A beautiful day for planting seeds under cover and pottering around outside in the sunshine pricking out cosmos seeds and potting on moth mullein. There were yellow butterflies floating across the garden and fat bumblebees enjoying the flowers on the winter honeysuckle.

Moth mullein just potted on

Moth mullein just potted on

Noticeable growth and progress from last weekend with tiny blue clary seedlings inside poking through the compost from the sowing last Sunday. They are one of my favourite flowers for cutting and last year kept going and going until self seeding in Autumn.

Salvia seedlings sown last sunday

Salvia seedlings sown last sunday

 

Cosmos Dazzler pricked out into small pots

Today, I am going to put into action another one of the sensible pieces of advice from Georgie Newbery’s flower farming course which is to only use fresh seed. A few weeks ago mentioned sowing old packets of seed – very few of them actually germinated while some of the fresh seed was up in just a few days and all the fresh seed germinated after a week or so. It is definitely a waste of time doing my twice daily check on seed germination to gaze at lifeless compost which disappointingly doesn’t produce anything very much.
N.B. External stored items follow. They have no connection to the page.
PR #3395, opened 2026-07-22
feat(poolside): add laguna-s-2.1, remove laguna-xs.2

skaldebane:
Laguna S 2.1 is available through the Poolside Platform, so I added it to the `poolside` provider, and also removed the no longer available XS.2 model, which errors out with `Not Found: please check the model you provided`.

Also adds reasoning toggle to all `poolside` provider models, as documented in the Poolside Platform API examples:
image

Sources:
- https://docs.poolside.ai/get-started/supported-models#supported-models
- https://platform.poolside.ai/ (requires login)

### DIFF
--- a/providers/poolside/models/poolside/laguna-m.1.toml
+++ b/providers/poolside/models/poolside/laguna-m.1.toml
@@ -1,5 +1,7 @@
 base_model = "poolside/laguna-m.1"
-reasoning_options = []
+
+[[reasoning_options]]
+type = "toggle" # API: {"chat_template_kwargs": {"enable_thinking": false}}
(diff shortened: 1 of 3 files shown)


skaldebane:
- For the `reasoning_options` finding, it seems that all Poolside models support this through the Poolside provider (using `"chat_template_kwargs": {"enable_thinking": false}`). Should i update all of them to add that, just like the same models do in the Vercel provider?
- Updated PR description.

skaldebane:
It's in the Poolside Platform API usage examples:
image

This PR is ready to merge.

PR #4417, opened 2026-08-09
feat(snowflake-cortex): add Claude Opus 5, Sonnet 5, Opus 4.6 and Opus 4.5

rognit:
﻿Four Claude models that Snowflake Cortex serves today are missing from this provider's catalog. Cortex has no listing endpoint (`/api/v2/cortex/v1/models` returns 404), so its 21 entries are hand-maintained: the last update was `e205675103` (2026-07-13), and `claude-opus-5` has been added to other providers since 2026-07-24 but never here.

### Verification

Called live against a Snowflake account in `AZURE_WESTEUROPE` with cross-region inference enabled, via `POST /api/v2/cortex/v1/chat/completions`:

| Model | Chat | Tool calling |
| --- | --- | --- |
| `claude-opus-5` | 200 OK | 200 OK |
| `claude-sonnet-5` | 200 OK | 200 OK |
| `claude-opus-4-6` | 200 OK | 200 OK |
| `claude-opus-4-5` | 200 OK | 200 OK |

All four are `base_model` references with no `[cost]`, matching the rest of the provider. `limit` is inherited. No existing file is modified.

### reasoning_options

Values match the corresponding `providers/anthropic/` entries and Anthropic's docs: Opus 5 and Sonnet 5 reject `thinking.type: "enabled"` ([extended thinking](https://docs.anthropic.com/en/docs/build-with-claude/extended-thinking)) so carry no `budget_tokens`, while Opus 4.6 and Opus 4.5 keep it. `xhigh` is documented for Opus 5 and Sonnet 5 only; `max` also for Opus 4.6 ([effort](https://docs.anthropic.com/en/docs/build-with-claude/effort)).

Existing Claude entries here use `[]` or `budget_tokens` only, following `5c3d9d9d5` ("Limit options to chat completions surface"). Happy to narrow these four to that convention if you prefer.

### Notes

The API caps `max_completion_tokens` at 131072, but that seems a request-parameter ceiling rather than a model output capability, so it is not encoded in `limit`.

### DIFF
--- a/providers/snowflake-cortex/models/claude-opus-4-5.toml
+++ b/providers/snowflake-cortex/models/claude-opus-4-5.toml
@@ -1,0 +1,3 @@
+base_model = "anthropic/claude-opus-4-5"
+
+reasoning_options = [{ type = "effort", values = ["low", "medium", "high"] }, { type = "budget_tokens", min = 1_024 }]
--- a/providers/snowflake-cortex/models/claude-opus-4-5.toml
+++ b/providers/snowflake-cortex/models/claude-opus-4-5.toml
@@ -1,3 +1,3 @@
 base_model = "anthropic/claude-opus-4-5"
 
-reasoning_options = [{ type = "effort", values = ["low", "medium", "high"] }, { type = "budget_tokens", min = 1_024 }]
+reasoning_options = [{ type = "budget_tokens" }]
--- a/providers/snowflake-cortex/models/claude-opus-4-6.toml
+++ b/providers/snowflake-cortex/models/claude-opus-4-6.toml
@@ -1,0 +1,3 @@
+base_model = "anthropic/claude-opus-4-6"
+
+reasoning_options = [{ type = "effort", values = ["low", "medium", "high", "max"] }, { type = "budget_tokens", min = 1_024 }]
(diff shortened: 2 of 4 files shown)


rognit:
Confirmed on `POST /api/v2/cortex/v1/chat/completions`; the original PR only verified chat and tool calling. Pushed 9e965f3.

**Opus 5 / Sonnet 5:** `reasoning.effort` and `reasoning.max_tokens` return 400. `reasoning_effort`, `output_config.effort` and `thinking.type` return 200 but are silent no-ops: `reasoning_effort=bogus_zzz` also returns 200, and `reasoning_details` never appears. No caller control, so `[]`.

**Opus 4.6 / 4.5:** `reasoning.max_tokens` is the only field that engages thinking, and the only one whose response carries `reasoning_details`. `reasoning.effort` needs `temperature=1` and ignores its value (`effort=bogus_zzz` behaves identically), so it toggles thinking rather than selecting a level: no effort enum. Dropped `min = 1_024` since `max_tokens=100` is accepted.

```toml
claude-opus-5    reasoning_options = []
claude-sonnet-5  reasoning_options = []
claude-opus-4-6  reasoning_options = [{ type = "budget_tokens" }]
claude-opus-4-5  reasoning_options = [{ type = "budget_tokens" }]
```

This matches the peers you cited and the `5c3d9d9d5` convention. The `thinking.type` / `output_config.effort` wire comment is removed since those fields are inert here. Chat and tool calling are unaffected.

So there is going to be a fresh start and a ruthless purge – apart from my tomato seeds which seem to last forever.

Tempted to plant out some of my plants at the plot today as they have weathered winter outside and seem quite hardy, but the soil seemed so wet and cold last weekend it seems a bit harsh . Perhaps with a blanket of fleece.

Meanwhile, still sunny and lots more seeds to plant.